Great people produce great things. You can’t do everything alone, so partner up or populate a staff with people of great talent and your work product will be great.

Appreciate Your Clients, They’ll Bring You Fame and Fortune

You are nothing without your clients (or your readers and buyers as the case may be). Freddie honored and loved his fans. “You brought me fame and fortune and everything that goes with it; I thank you all,” he insists in “We Are the Champions.” Your clients are gold. Treat them that way and you’ll enjoy riches and be a champion for years to come.

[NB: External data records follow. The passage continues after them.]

PR #64, opened 2020-07-27
Use pass by value (1 byte vs 8 bytes)

wcampbell0x2a:


sharksforarms:
Hey @wcampbell0x2a thanks for the PR! What are your intentions for the change? Performance? Code style?

This would make it consume ownership of the enum instead of borrowing it

wcampbell0x2a:
> Hey @wcampbell0x2a thanks for the PR! What are your intentions for the change? Performance? Code style?
> 
> This would make it consume ownership of the enum instead of borrowing it

It was mostly for performance, I didn't think the consuming would be a problem for the API.

sharksforarms:
I'm not sure the performance benefits (would be super minimal, if anything) outweigh the usefulness of the borrowing API, what do you think @constfold ? (Freshly merged code here)

constfold:
Looks good to me.
> This would make it consume ownership of the enum instead of borrowing it

It's okay, `Endian` is `Copy`.

> I'm not sure the performance benefits (would be super minimal, if anything) 

`Endian` might be 1 bit, but a ref is always usize(4 bytes or 8 bytes). Maybe it's useful, in few cases.

PR #66, opened 2020-07-28
Remove test module

wcampbell0x2a:
Module `tests` is unnecessary when #[test] is used in the tests
directory.


sharksforarms:
Thanks! :D

PR #73, opened 2020-07-28
Replace `Option<String>` with `Option<LitStr>`

### LINKED ISSUE #72: `option_as_tokenstream` will eat span
Since `option_as_tokenstream` uses `Option<String>` as its input, `darling` will discard the span while parsing(because `String` doesn't have a span). It makes error message hard to read.
For example:
```rust
#[derive(DekuRead)]
struct Foo {
    #[deku(cond = "'a' == 2")]
    a: u8,
}
```
error:
```rust
error[E0308]: mismatched types
  --> src\main.rs:24:10
   |
24 | #[derive(DekuRead)]
   |          ^^^^^^^^ expected `char`, found `u8`
   |
   = note: this error originates in a derive macro (in Nightly builds, run with -Z macro-backtrace for more info)
```
replace it with `LitStr`:
```rust
error[E0308]: mismatched types
  --> src\main.rs:26:19
   |
26 |     #[deku(cond = "'a' == 2")]
   |                   ^^^^^^^^^^ expected `char`, found `u8`
```

constfold:
Fixes #72 
We should also add some tests

### DIFF
--- a/deku-derive/src/lib.rs
+++ b/deku-derive/src/lib.rs
@@ -326,7 +326,7 @@ struct DekuReceiver {
 }
 
 /// Parse a TokenStream from an Option<String>
-fn option_as_tokenstream(input: Option<String>) -> Option<TokenStream> {
+fn option_as_tokenstream(input: Option<syn::LitStr>) -> Option<TokenStream> {
     input.map(|v| {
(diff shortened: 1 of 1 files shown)


sharksforarms:
Merged in master! Thanks

Issue #77, opened 2020-07-29
add top-level enum attribute `id`


wcampbell0x2a:
Currently I don't see a way to use ctx as the bytes to parse an enum (instead of reading bits/bytes). The key part is the `category` *and* `length` need to be read before the `Messages` are parsed. The `category` field is used to decide which struct from an enum is parsed.

### Example
```
#[derive(Debug, PartialEq, DekuRead, DekuWrite)]
struct AsterixPacket {
    #[deku(bytes = "1", endian = "big")]
    category: u8,
    #[deku(bytes = "2", endian = "big")]
    length: u16,
    #[deku(ctx = "*category")]
    messages: Vec<Message>,
}

#[derive(Debug, PartialEq, DekuRead, DekuWrite)]
#[deku(id_ctx = "category")]
enum Message {
    #[deku(id = "48")]
    Cat48(Cat48),
}
```

sharksforarms:
So a way to "get the ID from somewhere instead of consuming"

wcampbell0x2a:
> So a way to "get the ID from somewhere instead of consuming"

Correct

sharksforarms:
Possibly with `id` on the top-level

```rust
#[derive(Debug, PartialEq, DekuRead, DekuWrite)]
struct AsterixPacket {
    #[deku(bytes = "1", endian = "big")]
    category: u8,
    #[deku(bytes = "2", endian = "big")]
    length: u16,
    #[deku(ctx = "*category")]
    messages: Vec<Message>,
}

#[derive(Debug, PartialEq, DekuRead, DekuWrite)]
#[deku(ctx = "category: u8", id = "category")]
enum Message {
    #[deku(id = "48")]
    Cat48(Cat48),
}
```

sharksforarms:
Kinda got a working implementation in the works, stay tuned!

PR #78, opened 2020-07-30
Add `id` attribute to top-level enum

sharksforarms:
Fixes https://github.com/sharksforarms/deku/issues/77


sharksforarms:
@wcampbell0x2a take a look and let me know if it meets your use-case

wcampbell0x2a:
> @wcampbell0x2a take a look and let me know if it meets your use-case

Works beautifully

Issue #89, opened 2020-08-19
Cleanup enum attribute names


sharksforarms:
I can't think of a reason why there's both `id_bits` and `bits`, for example there's `endian` but not `id_endian` (we use `endian` for enum)

This would be more consistent with field/structs

Also rename `id_type` to `type` and `id` to `value`

Before:

```rust
#[deku(id_type = "u8", id_bits = "5")]
enum Test {
    #[deku(id = "0x01")]
    VarA,
}
```

After
```rust
#[deku(type = "u8", bits = "5")]
enum Test {
    #[deku(value = "0x01")]
    VarA,
}
```

wcampbell0x2a:
Would we also want `id_pat` changed to `value_pat`?

sharksforarms:
Thanks @wcampbell0x2a for the PRs!

> 
> 
> Would we also want `id_pat` changed to `value_pat`?

Hm, I'm starting to think `id` might be an _OK_ name for now?

wcampbell0x2a:
Personally, I think `type`, `id`, `id_pat` is fine.

If it were to go with `match`, I would think maybe `matches` might suit better since it fits better with the rust-std `matches` then the rust-std `match` syntax.

Naming is hard.

PR #94, opened 2020-09-02
Deprecate `id_type` in favor of `type`

wcampbell0x2a:
- Change darling input and use the darling rename attribute to take in `type`
  instead of `id_type`. This keeps the use of `id_type` internally,
  because of type being a rust-lang protected word.
- Update error messages, test fields

See #89


sharksforarms:
Thanks! Re-based it into master.

sharksforarms:

PR #95, opened 2020-09-02
Deprecate `id_bits` in favor of `bits`

wcampbell0x2a:
- More direct change, with a full change of all mentions of `id_bits`
  to `bits`.

See #89


sharksforarms:
Thanks!

sharksforarms:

Build on the Past, but Be Original

Queen regularly employed elements of the past in their music. They drew heavily upon the growing heavy metal movement (at the time pioneered by Led Zeppelin and Black Sabbath) but also included less-expected elements like classical and opera. “It’s unheard of to combine opera with a rock theme, my dear,” Freddie once remarked. He also once said that “the whole point of Queen was to be original.” Queen knew where to ground themselves and where to branch out and be original. The resulting effect was a supernatural but radio-ready rock sound.

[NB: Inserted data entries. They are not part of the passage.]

PR #101, opened 2020-09-25
Change DekuWrite to accept a &mut BitVec instead of allocating

### LINKED ISSUE #59: DekuWrite write() should take &mut BitVec
Instead of having an allocation per field, write should take a mut bitvec by ref to extend.

agausmann:
Resolves #59 

**Breaking change:**

- This breaks the interface required by the `DekuWrite` trait, since `DekuWrite::write` accepts a `&mut BitVec` instead of returning one. I think this is justified since it is an objectively better API and since this crate is not yet 1.0, some API churn should be expected.

- There are some differences at runtime regarding the layout of the output `BitVec`s, requiring changes to some test cases ([explained in comments below](https://github.com/sharksforarms/deku/pull/101#discussion_r494705816)).

Todo:

- [x] Update derive macros to output correct impls for the new API
- [x] Update integration/macro tests
- [x] Update doctests
- [x] Update examples

### DIFF
--- a/src/lib.rs
+++ b/src/lib.rs
@@ -419,53 +419,57 @@ macro_rules! ImplDekuTraits {
 
                 let input_bits = input.view_bits::<Msb0>();
 
-                    if bit_size > input_bits.len() {
-                        return Err(DekuError::InvalidParam(format!(
-                            "bit size {} is larger then input {}",
-                            bit_size,
-                            input_bits.len()
-                        )));
-                    }
+                if bit_size > input_bits.len() {
+                    return Err(DekuError::InvalidParam(format!(
+                        "bit size {} is larger then input {}",
+                        bit_size,
+                        input_bits.len()
+                    )));
+                }
 
-                    if output_is_le {
-                        // Example read 10 bits u32 [0xAB, 0b11_000000]
-                        // => [10101011, 00000011, 00000000, 00000000]
-                        let mut remaining_bits = bit_size;
-                        for chunk in input_bits.chunks(8) {
-                            if chunk.len() > remaining_bits {
-                                let bits = &chunk[chunk.len() - remaining_bits..];
-                                for b in bits {
-                                    output.push(*b);
-                                }
-                                // https://github.com/myrrlyn/bitvec/issues/62
-                                // output.extend_from_slice(chunk[chunk.len() - remaining_bits..]);
-                                break;
-                            } else {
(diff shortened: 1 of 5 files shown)


src/lib.rs
```diff
@@ -813,16 +806,17 @@ mod tests {
         case::normal_le(0xDDCC_BBAA, Endian::Little, None, vec![0xAA, 0xBB, 0xCC, 0xDD]),
         case::normal_be(0xDDCC_BBAA, Endian::Big, None, vec![0xDD, 0xCC, 0xBB, 0xAA]),
         case::bit_size_le_smaller(0x03AB, Endian::Little, Some(10), vec![0xAB, 0b11_000000]),
-        case::bit_size_be_smaller(0x03AB, Endian::Big, Some(10), vec![0b11, 0xAB]),
+        case::bit_size_be_smaller(0x03AB, Endian::Big, Some(10), vec![0b11_1010_10, 0b11_000000]),
```
agausmann, line 809: I had to change the layout of this output vec because of the alignment of the bits written to the output `BitVec`. Originally, the `BitVec` returned by `DekuWrite::write` was created directly from the array of bytes created from an integer (in this case, `0x03AB.to_be_bytes()  == [0b000000_11, 0b1010_1011]`), with an offset pointing to the first byte of the output.

With the new API, an empty `BitVec` is created by the caller and passed in, where the bytes are written MSB-first, so that the backing array is `[0b11_1010_10, 0b11_000000]` - the previous array, but shifted left by 6 bits.

When `BitVec::into_vec` is called in the test harness, it reuses the backing array without shifting or re-aligning the data it contains, so the offset to the first bit is unchanged. Originally, this meant 6 bits of left-padding, which is now gone.

sharksforarms:
Thanks for tackling this @agausmann, it'll be interesting to see the impact! I'll see if I can add more benchmarks to master to compare.

agausmann:
Benchmark results aren't very shocking (around -50%), because they're still dominated by the allocation made by `DekuContainerWrite::to_bytes()`. You should see much more significant improvements at scale.

sharksforarms:
Looks good! If you could rebase on master and resolve that one conflict that'd be appreciated!

As for the test case, it makes sense to me. Thanks for explaining.

sharksforarms (approved):
Thanks! Commits are in master

sharksforarms:

PR #102, opened 2020-09-27
Use match and matches for checking endian

wcampbell0x2a:
This is cleaner imo and less likely for errors by using this pattern
instead of `if`s.


sharksforarms:
Thanks!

You can do the same. Web marketing draws on a foundation of concepts that originate with traditional advertising. Web marketers must honor well-settled advertising concepts like calls to action, customer conversion, branding, etc. After all, the psychology of the buyer hasn’t changed much since the beginning of time. But web marketing presents infinite opportunities to be original. When you blend a solid marketing foundation with creative and innovative ideas, you will excel, and you will succeed. Don’t simply imitate the successes of others, build on the successes of others with your own spin.

Be Fabulous and Think Big

“I always knew I was star, and now, the rest of the world seems to agree with me,” Freddie once mused. No one ever accused Queen or Freddie of thinking small — even before they were famous. In marketing as in rock music, it’s the big ideas that get the most attention. If you are building a website for a client or for one of your own properties, make it the best-in-class for that space. Queen wasn’t done with a song until they had lavished it with operatic 4-part harmonies. Aim high and people will love your product.

If you have an idea for a blog post article, why not go for broke and develop it into a full-scale infographic? We re-learned this lesson recently when our infographic study of social media impact on search signals went viral, earning us thousands of social media mentions and hundreds of links from the SEO and entrepreneurial community. Had we issued that material as a blog post, it might have been lost in the shuffle of thousands of other blog posts. We took the route a champion would take and it paid off.

When web content goes viral, it’s the same as when a band gets famous: when people love something, they tell their friends.